# Es ist bestimmt möglich, man (sich) in der Stadt ein Tier anschaffen



## Sylphadora

Braucht ich "sich" here benutzen?

    1) Es ist bestimmt möglich, man sich in der Stadt ein Tier anschaffen

    2) Es ist bestimmt möglich, man in der Stadt ein Tier anschaffen

Danke!


----------



## susanainboqueixon

Entweder:
Es ist bestimmt möglich, sich in der Stadt ein Tier anzuschaffen.
Oder:
Es ist bestimmt möglich, dass man sich in der Stadt ein Tier anschaffen kann.

Saludos,
Susana


----------



## Sylphadora

Vielen Dank, Susana!  Brauchen wir kein "man" in der ersten Option?


----------



## Tonerl

Sylphadora said:


> Brauchen wir kein "man" in der ersten Option?



*NEIN.* Im ersten Satz ist "man" nicht vonnöten !

1. Es ist bestimmt möglich, sich in der Stadt ein Tier anzuschaffen.
2. Sich in der Stadt ein Tier anzuschaffen, ist bestimmt möglich. 

Saludos


----------



## Peterdg

Hay otra estructura que sí necesita "man".

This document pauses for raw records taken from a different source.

PR #1182, opened 2024-10-23
fix: improve Gas Fee Estimation by Integrating Filecoin's EIP-1559-Compatible APIs

### LINKED ISSUE #982: ipc relayer uses fixed gas parameters
From @raulk 

Make it calculate the gas fee cap and gas premium using:
- eth_feeHistory
- eth_maxPriorityFeePerGas

### LINKED ISSUE #1175: Review ipc-cli gas parameters
Akave folks have pointed out that ipc-cli transactions against Filecoin mainnet (e.g. subnet creation, subnet join, fund) seem to remain queued for long. This could be due to us miscalculating gas parameters (concretely the gas fee cap or premium). Even though we calculate our values based on the data returned by the Eth RPC API, it's possible that our code is carrying Ethereum assumptions that work for Calibrationnet (due to it being mostly vacant), but not for Mainnet.

karlem:
Close #1175 
Close #982 

This PR updates our gas fee estimation to leverage the `eth_maxPriorityFeePerGas` and `eth_getBlockByNumber` (to retrieve the current `base_fee_per_gas` from the latest mined block) API calls, using Eth-standard APIs available through Filecoin. Since Filecoin supports EIP-1559, these calls are fully compatible with Filecoin's implementation, aligning with standard EVM practices and ensuring interoperability across EVM chains.

**Key Changes:**
- The `max_priority_fee_per_gas()` and `base_fee_per_gas()` functions retrieve gas fee estimates based on Filecoin's adherence to EIP-1559.
- Gas fee calculation buffers the base fee with a multiplier of 2 to accommodate potential cumulative increases, aligning with the 12.5% maximum cap on base fee growth per block. By doubling the base fee, we account for possible surges in consecutive blocks, ensuring that estimates remain responsive to rapid market changes while providing a buffer for handling block-to-block volatility.

This approach simplifies our fee estimation logic by utilizing available EIP-1559-compatible APIs, improving chances of capturing better gas market dynamics on specific networks (Filecoin in this case) to increase chance of fast transaction inclusion within a block.


ipc/provider/src/manager/evm/gas_estimator_middleware.rs
```diff
@@ -0,0 +1,160 @@
...
+
+            // Set the gas fees directly on the transaction.
+            let tx_req = inner
+                .clone()
+                .max_fee_per_gas(gas_fees.max_fee_per_gas)
+                .max_priority_fee_per_gas(gas_fees.max_priority_fee_per_gas);
+
+            *tx = TypedTransaction::Eip1559(tx_req);
+        } else {
+            return Err(Eip1559GasEstimatorError::failed_to_estimate_gas_not_supported());
```
cryptoAtwill, line 126: why not just skip the error so that other types of txns can go through so that it's more general. Or the purpose is only supporting EIP1559?

ipc/provider/src/manager/evm/gas_estimator_middleware.rs
```diff
@@ -0,0 +1,160 @@
...
+        &self,
+        tx: &mut TypedTransaction,
+        block: Option<BlockId>,
+    ) -> Result<(), Self::Error> {
+        if let TypedTransaction::Eip1559(inner) = tx {
+            let gas_fees = self.estimate_gas_fees().await?;
+
+            // Set the gas fees directly on the transaction.
+            let tx_req = inner
+                .clone()
```
cryptoAtwill, line 120: why need to clone here instead of directly assign?

ipc/provider/src/manager/evm/gas_estimator_middleware.rs
```diff
@@ -0,0 +1,160 @@
...
+                .max_priority_fee_per_gas(gas_fees.max_priority_fee_per_gas);
+
+            *tx = TypedTransaction::Eip1559(tx_req);
+        } else {
+            return Err(Eip1559GasEstimatorError::failed_to_estimate_gas_not_supported());
+        }
+
+        // Delegate to the inner middleware for filling remaining transaction fields.
+        self.inner()
+            .fill_transaction(tx, block)
```
cryptoAtwill, line 131: will the gas be overwritten by inner fill transaction? Will call inner first then overwrite the gas params be safer?

ipc/provider/src/manager/evm/gas_estimator_middleware.rs
```diff
@@ -0,0 +1,160 @@
...
+                // Populate missing gas fees with `fill_transaction`.
+                self.fill_transaction(&mut tx, block).await?;
+            }
+        } else {
+            return Err(Eip1559GasEstimatorError::failed_to_estimate_gas_not_supported());
+        }
+
+        // Proceed to send the transaction with the inner middleware.
+        self.inner()
+            .send_transaction(tx, block)
```
cryptoAtwill, line 156: same question here, the inner will not overwrite the gas params updated right?

ipc/provider/src/manager/evm/gas_estimator_middleware.rs
karlem: > Or the purpose is only supporting EIP1559?

Yes. As these endpoints are only available from EIP1559 upgrade.

ipc/provider/src/manager/evm/gas_estimator_middleware.rs
karlem: I think - from what I have seen, the gas parameter is only set internally when it's not defined. But we define it here.

ipc/provider/src/manager/evm/gas_estimator_middleware.rs
karlem: Nope it should not. Answer above.👆🏻

ipc/provider/src/manager/evm/gas_estimator_middleware.rs
karlem: yeah, even thought the inner is mutable reference the compiler complains

```
ethers::types::Eip1559TransactionRequest::max_fee_per_gas` takes ownership of the receiver `self`, which moves `*inner`
```

cryptoAtwill: I see, the `tx` is `&mut TypedTransaction`.

cryptoAtwill (approved):

PR #1185, opened 2024-10-25
feat(node): txn prioritization based on gas parameters 

### LINKED ISSUE #1183: Enforce new base fee in mempool after gas market base fee update
With the introduction of gas market, block gas limit and base fee rotation were introduced. However, there is a missing piece when the base fee is updated, it should be enforced in the mempool for message selections: i.e. message in mempool below the new base fee, should be deprioritised for message selection.

cryptoAtwill:
This is a follow up to gas market feature and closes #1183.

The implementation follows the method 2 described. A high-level review is as follows:
- Check txn loads the past 5 blocks' base fee and constructs a priority calculator.
- Finds the lowest base fee in the past 5 blocks.
- The txn priority is calculated as outlined in https://github.com/consensus-shipyard/ipc/blob/17796a0f156121606186119aea59bb29a17e26f8/fendermint/vm/interpreter/src/fvm/state/priority.rs#L47

### DIFF
--- a/fendermint/app/src/app.rs
+++ b/fendermint/app/src/app.rs
@@ -589,6 +589,9 @@ where
             .await
             .context("error running check")?;
 
+        // Update the check state.
+        *guard = Some(state);
+
         let mut mpool_received_trace = MpoolReceived::default();
 
         let response = match result {
@@ -604,9 +607,6 @@ where
                 }
             },
         };
-
-        // Update the check state.
-        *guard = Some(state);
 
         mpool_received_trace.accept = response.code.is_ok();
         if !mpool_received_trace.accept {
--- a/fendermint/app/src/app.rs
+++ b/fendermint/app/src/app.rs
@@ -397,6 +397,40 @@ where
             _ => Err(anyhow!("invalid app state json")),
         }
     }
+
+    fn create_check_state(&self) -> anyhow::Result<FvmExecState<ReadOnlyBlockstore<SS>>> {
+        let db = self.state_store_clone();
+        let state = self.committed_state()?;
+
+        // This would create a partial state, but some client scenarios need the full one.
+        // FvmCheckState::new(db, state.state_root(), state.chain_id())
+        //     .context("error creating check state")?
+
+        let mut state = FvmExecState::new(
+            ReadOnlyBlockstore::new(db),
+            self.multi_engine.as_ref(),
+            state.block_height.try_into()?,
+            state.state_params,
+        )
+        .context("error creating check state")?;
+
+        // load txn priority calculator
+        let end = state.block_height() as u64;
+        let start = end
+            .saturating_sub(state.txn_priority_calculator().len() as u64)
+            .max(1);
+        for h in start..=end {
+            let Ok((state_params, _)) = self.state_params_at_height(FvmQueryHeight::Height(h))
+            else {
+                continue;
+            };
+            state
+                .txn_priority_calculator_mut()
+                .base_fee_updated(state_params.base_fee);
+        }
+
+        Ok(state)
+    }
 }
 
 // NOTE: The `Application` interface doesn't allow failures at the moment. The protobuf
@@ -561,22 +595,7 @@ where
 
         let state = match guard.take() {
             Some(state) => state,
-            None => {
-                let db = self.state_store_clone();
-                let state = self.committed_state()?;
-
-                // This would create a partial state, but some client scenarios need the full one.
-                // FvmCheckState::new(db, state.state_root(), state.chain_id())
-                //     .context("error creating check state")?
-
-                FvmExecState::new(
-                    ReadOnlyBlockstore::new(db),
-                    self.multi_engine.as_ref(),
-                    state.block_height.try_into()?,
-                    state.state_params,
-                )
-                .context("error creating check state")?
-            }
+            None => self.create_check_state()?,
         };
 
         let (state, result) = self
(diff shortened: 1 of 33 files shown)


fendermint/app/src/app.rs
```diff
@@ -561,22 +595,7 @@ where
...
-
-                FvmExecState::new(
-                    ReadOnlyBlockstore::new(db),
-                    self.multi_engine.as_ref(),
-                    state.block_height.try_into()?,
-                    state.state_params,
-                )
-                .context("error creating check state")?
-            }
+            None => self.create_check_state()?,
```
cryptoAtwill, line 598: We can avoid loading the 5 blocks state params for `check_tx`, to do this, we must change the `commit` to hold some historical `check_state` instead of purging everything. Not sure if we should do in this PR.

fendermint/vm/interpreter/src/fvm/state/priority.rs
```diff
@@ -0,0 +1,204 @@
...
+
+        if msg.gas_fee_cap >= base_fee {
+            let i = msg.gas_fee_cap.clone() - base_fee + msg.gas_premium.clone();
+            i.atto()
+                .min(&BigInt::from(i64::MAX))
+                .to_i64()
+                .expect("clipped to i64 max")
+        } else {
+            0
+        }
```
raulk, line 51: 1. These kinds of conditionals are easier to follow when written as an early return. If the gas_fee_cap is below the base fee, return 0.
2. Are we sure 0 is the right value here? Why not return i64::MIN if the message is non-includable? Right now messages with gas_fee_cap == base_fee && gas_premium == 0 would rank exactly the same as non-includable messages. Seems wrong?
3. Adding the gas premium to the delta between the gas_fee_cap and the base fee is incorrect. The gas_fee_cap _includes_ the payable base fee **and** the gas premium. When the message is includable, our priority should be proportional to the **effective gas premium**. See how the [effective gas premium](https://github.com/filecoin-project/ref-fvm/blob/a8f9be18e76fcbe5d4b326d8c213eedb58121996/fvm/src/executor/default.rs#L91) is calculated in ref-fvm; copy the logic here.
4. i64::MAX atto is equal to 9.223372036854775807 base units. We are probably safe in clipping the effective premium to i64::MAX, since nobody sane will set such a high premium, but I'm uncomfortable with the panic here. I suggest this instead, which saturates to i64::MAX:

	```rust
	effective_premium.atto().to_i64().unwrap_or(i64::MAX);
	```

cryptoAtwill:
@raulk Updated, please help take another look.

fendermint/vm/interpreter/src/fvm/state/priority.rs
```diff
@@ -0,0 +1,204 @@
...
+use fvm_shared::bigint::BigInt;
+use fvm_shared::econ::TokenAmount;
+use num_traits::{ToPrimitive, Zero};
+
+/// The transaction priority calculator. The priority calculated is used to determine the ordering
+/// in the mempool.
+#[derive(Clone, Debug)]
+pub struct TxnPriorityCalculator {
+    /// Ring buffer of base fee history
+    base_fee_history: Vec<Option<TokenAmount>>,
```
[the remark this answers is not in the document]
cryptoAtwill: I think this was quite early discussion on one of the huddles to use the lowest base fee in recent history to let slightly more transaction to go through to avoid empty blocks. An array is also tuneable in how base fee can be selected. The requirement is updated slightly and base fee selection is now includable/non-includable. Then the most recent base fee should be enough. I can update this accordingly.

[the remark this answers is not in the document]
raulk: We'll need to fix this. The base fee determines inclusion and the burn rate (network fee). By no means should a transaction be included if its gas fee cap is below the current base fee for the block its included in. That's a consensus fault.

cryptoAtwill:
@raulk updated accordingly. Now the priority calculation is based on the latest base fee from the block gas market reading. Anything below will have priority i64::MIN.

fendermint/vm/interpreter/src/fvm/state/priority.rs
```diff
@@ -0,0 +1,77 @@
...
+
+        let msg = create_msg(TokenAmount::from_atto(10), TokenAmount::from_atto(20));
+        assert_eq!(cal.priority(&msg), i64::MIN);
+
+        let msg = create_msg(TokenAmount::from_atto(35), TokenAmount::from_atto(20));
+        assert_eq!(cal.priority(&msg), 5);
+
+        let msg = create_msg(TokenAmount::from_atto(50), TokenAmount::from_atto(20));
+        assert_eq!(cal.priority(&msg), 20);
+
```
raulk, line 70: nit: missing test case for when base fee is below gas fee cap (i.e. includable), and the _effective_ premium is below the indicated premium.

```suggestion

let msg = create_msg(TokenAmount::from_atto(60), TokenAmount::from_atto(20));
        assert_eq!(cal.priority(&msg), 20);
```

raulk (approved):

raulk (approved):
An integration test here would be great.

1. Submit many transactions with high gas limit to stuff blocks and make the base fee spike to X or above.
2. Submit a transaction with gas fee cap way below X but above the minimum base fee.
3. Stop the flood so the base fee decreases, and ensure the transaction does not appear until the base fee is below the gas fee cap.

I will merge this and open an issue for these extra tests.

raulk:
@sanderpick feel free to integrate this fix on your side. There are still some edge cases for us to deal with (e.g. rejecting transactions below minimum base fee).

sanderpick:
> @sanderpick feel free to integrate this fix on your side. There are still some edge cases for us to deal with (e.g. rejecting transactions below minimum base fee).

great, ty!

PR #1186, opened 2024-10-26
fix: for "Nonce Has Already Been Used" Issue During Deployment on Calibrationnet

karlem:
#### Issue
- **Problem:** The error arises because the nonce, which uniquely identifies each transaction from the sender, is reused while deploying multiple contracts on the calibrationnet. This issue does not occur on a local node, likely because transactions are processed immediately in a single-node environment.
- **Cause:** On a public testnet like calibrationnet, network latency, transaction propagation time, and node synchronization can lead to situations where a new transaction is sent before the previous one is fully confirmed, resulting in nonce reuse.
- **Local Node Success:** On a local node, deployments succeed because transactions are mined instantly, preventing any nonce conflicts.

#### Solution
The solution is to manage the nonce automatically by calling getTransactionCount with the pending argument to align with Filecoin.

### DIFF
--- a/.github/workflows/contracts-deployment-test.yaml
+++ b/.github/workflows/contracts-deployment-test.yaml
@@ -1,4 +1,4 @@
-name: 'Contracts: Smoke test deployment'
+name: "Contracts: Smoke test deployment"
 
 # This workflow is triggered from the main CI workflow.
 on:
@@ -17,8 +17,8 @@ jobs:
     - name: Setup Node
       uses: actions/setup-node@v4
       with:
-        node-version: '18.x'
-        cache: 'pnpm'
+        node-version: "18.x"
+        cache: "pnpm"
 
     - name: Install dependencies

Es ist bestimmt möglich *das* *man* sich in der Stadt ein Tier *anschafft*.


----------



## Tonerl

Peterdg said:


> Es ist bestimmt möglich *das* *man* sich in der Stadt ein Tier *anschafft*.



Peter !
Für unsere Deutschlernenden, diese kleine Korrektur !

Es ist bestimmt möglich, *dass* *man* sich in der Stadt ein Tier *anschafft*.

LG


----------



## Sylphadora

Danke für die Erklärung


----------



## Peterdg

Tonerl said:


> Peter !
> Für unsere Deutschlernenden, diese kleine Korrektur !
> 
> Es ist bestimmt möglich, *dass* *man* sich in der Stadt ein Tier *anschafft*.


Kein Problem! Du hast völlig Recht.


----------